Among models under 30B parameters, Sara ranks second only to Qwen3-14B (74.0%), while being 3.5x smaller.
Why It Matters
The healthcare industry has seen waves of AI adoption, from clinical decision support to ambient documentation. But most solutions stop at recommendation. They surface insights, generate notes, or suggest next steps.
Sara represents a different paradigm: agentic execution. Given a clinical task, Sara is capable of reliable execution through the same FHIR APIs that power modern EHR systems.
This matters for three reasons:
- Time reclaimed. If Sara can automate even a fraction of the billion hours physicians spend annually on administrative tasks, that time returns to direct patient care.
- Reduced burnout. The top driver of physician burnout isn’t patient complexity, it’s paperwork [6]. Agents that handle routine administrative workflows directly address this root cause.

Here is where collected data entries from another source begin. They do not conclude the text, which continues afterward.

Issue #4413, opened 2023-04-07
Improve latency in `parse_project`


sdankel:
In codespaces, parse_project consistently takes the same amount of time as on my local machine (between 1.2-1.8 seconds). I noticed we’re calling it more than once per change. I know we do it on every keystroke, but sometimes I’m seeing it happen 5+ times after making just 1 keystroke. Since each call is happening in a separate thread, it makes sense that the latency is so much better on 16 cores vs 2 cores. If we implemented something that cancels a running parse_project  call when it’s been usurped by a new one, or otherwise prevents multiple parse_projects  to run at the same time, I think it would help a lot with latency overall. Another benefit would be that the server would be sending fewer publish_diagnostics  notifications so from the user’s perspective, the squiggly lines won’t be jumping around as much while they’re typing.

I also noticed that the inlay hints load pretty quickly when the project is first opened, but they seem to take progressively longer the more I type. Since we call parse_project  on save as well as on change, I tried disabling autosave to see if it would reduce the number of calls. It did reduce the number of calls and improved latency significantly (inlay hints after less than 2 seconds). I wonder if we could remove the call to parse_project on save entirely, since it should be captured by on_change already.
I’m still not sure why the perf is worse in codespaces. I think it has something to do with the throughput between the codespaces machine and the extension host (which is currently a black box). There is a big delay between when the client thinks it’s sending a message and when the server starts executing the API handler function. It seems like whatever is being used to relay the stdin/stdout to the remote extension is doing it in a more synchronous way than how it works locally.

If we make the LSP more efficient overall (fewer messages passed, especially time consuming & resource blocking ones like parse_project) I think it will help immensely. I’ll start looking into how to queue and cancel `parse_project` threads.

sdankel:
https://github.com/FuelLabs/sway/issues/4275

Issue #3525, opened 2022-12-06
LSP Optimization: Cancel pending futures on new requests.


JoshuaBatty:
The language server should cancel any pending futures that have yet to yield a result if a new request comes in from the client. For example, on every did_change event, we should stop compilation and start again immediately. 

As this event happens on every keystroke, this optimization in itself should lead to a drastic speed improvement.

JoshuaBatty:
Here you can see just how backed up the server can get in it's current state. 

https://user-images.githubusercontent.com/1289413/230806840-d950882c-6703-4d78-9766-3b6de09a6eed.mov

JoshuaBatty:
A good stress test for this is to rename the `Option` type from within `sway-lib-std/src/option.sw`. In doing so, the client sends out a `didChange` notification for each of the files that are impacted, so roughly 10 notifications one after the other.

If we implement this correctly, each subsequent `didChange` notification will cancel any current work done in `parse_project` until the final one comes in, allowing us to complete parsing of the project and be ready to receive new requests from the Client.

JoshuaBatty:
This was mostly addressed in #5429 

We can now bail out of compilation if a newer did_change notification message is received

PR #4414, opened 2023-04-07
Optimize LSP `parse_project`

sdankel:
## Description

Closes https://github.com/FuelLabs/sway/issues/4413

This change drastically improves the UX of the VSCode plugin in github codespaces. It's slightly noticeably faster running locally too. The key optimizations are:

#### Only one thread of `parse_project` can run at a time

- A write lock taken on `diagnostics` function forces the program to wait until the previous `parse_project` execution is finished
- A semaphore with 2 permits accessed with `try_acquire` means that only 1 thread of `parse_project` can wait on the mutex. When the first one finishes, the waiting one will run against the latest version of the user's code. All others will not be able to acquire a permit and will exit immediately.

This was a big improvement because previously, as the user was typing, 5+ threads of `parse_project` would kick off simultaneously, all operating on the same data stores (taking turns with read & write locks). We only really care that the most recent version of the user's code is compiled & indexed.

#### Hot swapping the engines with write lock

Previously, we only used a write lock to clear the engines, then read locks to do the rest of the parsing. After making the change to limit the # of parsing threads and the subsequent latency improvement, I encountered an issue where we'd sometimes request stale TypeIds from the engines. To prevent this, I'm using a new set of engines for compilation (`pkg::check`), and only storing them in the session once compilation is complete. The write lock only applies to the swapping process, but ensures that no readers will read incomplete data.

- This also means we clear the data stores _after_ compilation is complete.
- I had to replace the `read` lock from `create_runnables` since it caused a deadlock (`create_runnables` is called in the section of code that is now holding a write lock)

#### Spawn blocking for parse_project

We're now calling the synchronous `session::parse_project` in a [spawn_blocking](https://docs.rs/tokio/latest/tokio/task/fn.spawn_blocking.html) thread so that it doesn't block tokio's runtime, allowing other requests like `inlay_hints` to be processed on whatever runtime threads are available.

#### Publish compiler diagnostics only when they're fresh

Since we have "passive" threads of `parse_project` that simply wait for the active threads to finish, there's no need for the passive threads of `parse_project` to publish their results, since they'll be the same as what the active threads before them have gathered. In practice this cuts the number of `publishDiagnostic` messages roughly in half, saving resources for the server to handle to other requests. It also reduces the amount of squiggly lines jumping around reporting warnings/errors while the user is typing.

#### Performance

Here's a video of it running in github codespaces on a **2-core** machine - the smallest option available. Previously it was taking upwards of 1 minute to render inlay hints, mostly due to requests timing out and getting cancelled. Now it takes 2ms  plus the ~1 second of compile time :-)

https://user-images.githubusercontent.com/47993817/230686772-a521c072-19c5-4729-8dad-a48630b8735d.mp4

#### Notes

I had to increase the timeout on a test that waits for diagnostics to be published. I suspect this means that parsing takes slightly longer because of the locks, but overall the LSP performs better because it's doing less throwaway work.

## Checklist


sway-lsp/src/server.rs
```diff
@@ -62,23 +63,30 @@ impl Backend {
...
                 }
             }
-        };
-        self.publish_diagnostics(&uri, &workspace_uri, session, diagnostics)
-            .await;
+        })
+        .await
+        .unwrap_or_default();
+
+        if let Some(diagnostics) = diagnostics {
```
sdankel, line 86: Previously we were publishing empty diagnostics if there were any errors. This meant that all compile errors/warnings would temporarily disappear. We should only publish empty diagnostics when we get them from the compiler.

sway-lsp/src/core/session.rs
```diff
@@ -109,8 +122,15 @@ impl Session {
     }
 
     pub fn parse_project(&self, uri: &Url) -> Result<Diagnostics, LanguageServerError> {
-        self.token_map.clear();
-        self.runnables.clear();
+        // Acquire a permit to parse the project. If there are none available, exit early.
```
JoshuaBatty, line 125: I think we might want to approach this differently. If we return here, then the workspace is out of sync with the server. Ideally, we would cancel any on going work and reparse with the most up to date information from the client. 

This definitely isn't a trivial thing to implement. Ideally, we would be able to take advantage of the [cancelRequest](https://microsoft.github.io/language-server-protocol/specifications/lsp/3.17/specification/#cancelRequest) part of the LSP spec to drop any current work. Unfortunately, `parse_project` is getting triggered by `didOpen` which is a notification and not an LSP request. It looks like `rust-analyzer` also bumped into this problem with notifications, see [666 ](https://github.com/microsoft/language-server-protocol/issues/666) and [584](https://github.com/microsoft/language-server-protocol/issues/584)

There is also a really good discussion [here](https://github.com/ebkalderon/tower-lsp/issues/284) where `tower-lsp` is considering ditching concurrent execution and also notes the same issues above. 

This is work that I was planning on trying to solve in #3525.

JoshuaBatty:
Awesome to see this will unlock codespaces! Huge win. Just ran the branch locally. When pressing 'enter' at the beginning of a sway file, the semantic highlighting for the tokens becomes incorrect. Seems like now the client, server and our hacky current temp file system are becoming out of sync. 

Screen Shot 2023-04-10 at 11 34 22 am

sdankel:
> Awesome to see this will unlock codespaces! Huge win. Just ran the branch locally. When pressing 'enter' at the beginning of a sway file, the semantic highlighting for the tokens becomes incorrect. Seems like now the client, server and our hacky current temp file system are becoming out of sync.
> 
> Screen Shot 2023-04-10 at 11 34 22 am

Thanks for catching this! It should be fixed now if you want to try again. The solution was to add a `wait_for_parsing` that waits for a read lock on `diagnostics`. Tested in codespaces as well.

sway-lsp/src/server.rs
```diff
@@ -62,23 +63,26 @@ impl Backend {
...
-        self.publish_diagnostics(&uri, &workspace_uri, session, diagnostics)
-            .await;
+        })
+        .await
+        .unwrap_or_default();
+
+        if should_publish {
+            self.publish_diagnostics(&uri, &workspace_uri, session)
+                .await;
+        }
```
JoshuaBatty, line 85: Perhaps something like this is cleaner?

```rust
async fn parse_project(&self, uri: Url, workspace_uri: Url, session: Arc<Session>) {
    let should_publish = run_blocking_parse_project(uri.clone(), session.clone()).await;
    if should_publish {
        self.publish_diagnostics(&uri, &workspace_uri, session).await;
    }
}
```

and then have a free function declared outside of `Backend`

```rust
async fn run_blocking_parse_project(uri: Url, session: Arc<Session>) -> bool {
    task::spawn_blocking(move || {
        match session.parse_project(&uri) {
            Ok(should_publish) => should_publish,
            Err(err) => {
                tracing::error!("{}", err);
                matches!(err, LanguageServerError::FailedToParse)
            }
        }
    })
    .await
    .unwrap_or_default()
}
```

JoshuaBatty (dismissed):
Just left one suggestion, happy to approve this either way.

Pulled down and tested locally, response times are so much faster. Really awesome work! 🚀

JoshuaBatty (approved):

sway-lsp/src/core/session.rs
```diff
@@ -60,6 +61,11 @@ pub struct Session {
     pub type_engine: RwLock<TypeEngine>,
     pub decl_engine: RwLock<DeclEngine>,
     pub sync: SyncWorkspace,
+    // Limit the number of threads that can wait to parse at the same time. One thread can be parsing
+    // and one thread can be waiting to start parsing. All others will return the cached diagnostics.
+    parse_permits: Arc<Semaphore>,
+    // Cached diagnostic results that require a lock to access. Readers will wait for writers to complete.
+    diagnostics: Arc<RwLock<Diagnostics>>,
```
mitchmindtree, line 68: As joshy mentioned in the sync, it'd be nice if tower-lsp had a sync option (rather than assuming an async API) so we wouldn't have to manually sync access like this! Alas, this looks fine in the meantime :+1:

mitchmindtree (approved):

sway-lsp/src/core/session.rs
sdankel: It turns out there is kind of a sync option: we can set max_concurrency=1. When I tried it out locally, the LSP ran much slower. I also read that `cancelRequest` only works when tower-lsp is running with multiple threads. 

I think we'd need to bring compilation time down a lot for the LSP to be usable running synchronously. From what I can tell, most of the problems with async LSP stem from the ~1 second it takes to compile the project, since LSP needs to constantly recompile when anything changes in the editor.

- Deployability. At 4 billion parameters, Sara can run on a single GPU. It doesn’t require massive infrastructure. This makes it cheaper to setup and run compared to alternatives, and viable for resource-constrained clinical environments
Try Sara
Sara is fully open source. The model, dataset, agent code, and benchmarking scripts are all publicly available:
- Model: Nadhari/Sara-1.5-4B-it
- Dataset: Nadhari/MedToolCalling
- Demo: sara.nadhari.ai
- Code: github.com/Alfaxad/Sara
We believe Sara is a step toward agentic healthcare, a future of positive utility from human and AI collaboration, where agents like Sara enable physicians to focus on what matters most: direct patient care.
References
[1] American Medical Association. (2024). Physicians spend 27.2 hours on direct patient care out of 57.8-hour workweek. AMA Physician Practice Benchmark Survey. Link
[2] Sinsky, C. A., et al. (2024). Physicians across all specialties spent 3.4 hours per eight hours of scheduled patient time in the EHR. Journal of General Internal Medicine. Link
[3] American Medical Association. (2024). Burnout costs the U.S. health care system $4.6 billion a year. AMA National Physician Comparison Report. Link
[4] Google Health AI Developer Foundations. (2025). MedGemma: Medical foundation models for developers. Link
[5] Jiang, Y., Black, K. C., Geng, G., Park, D., Zou, J., Ng, A. Y., & Chen, J. H. (2025). MedAgentBench: A Virtual EHR Environment to Benchmark Medical LLM Agents. NEJM AI. Link
[6] Medscape. (2024). Physician Burnout and Depression Report: 62% cite bureaucratic tasks as top contributor to burnout. Link
Disclaimer
This demonstration is for illustrative purposes only and does not represent a finished or approved product. It is not representative of compliance to any regulations or standards for quality, safety or efficacy. Any real-world application would require additional development, training, and adaptation. The experience highlighted in this demo shows Sara’s capability for the displayed task and is intended to help developers and users explore possible applications and inspire further development. Demo data obtained from MedAgentBench’s FHIR server.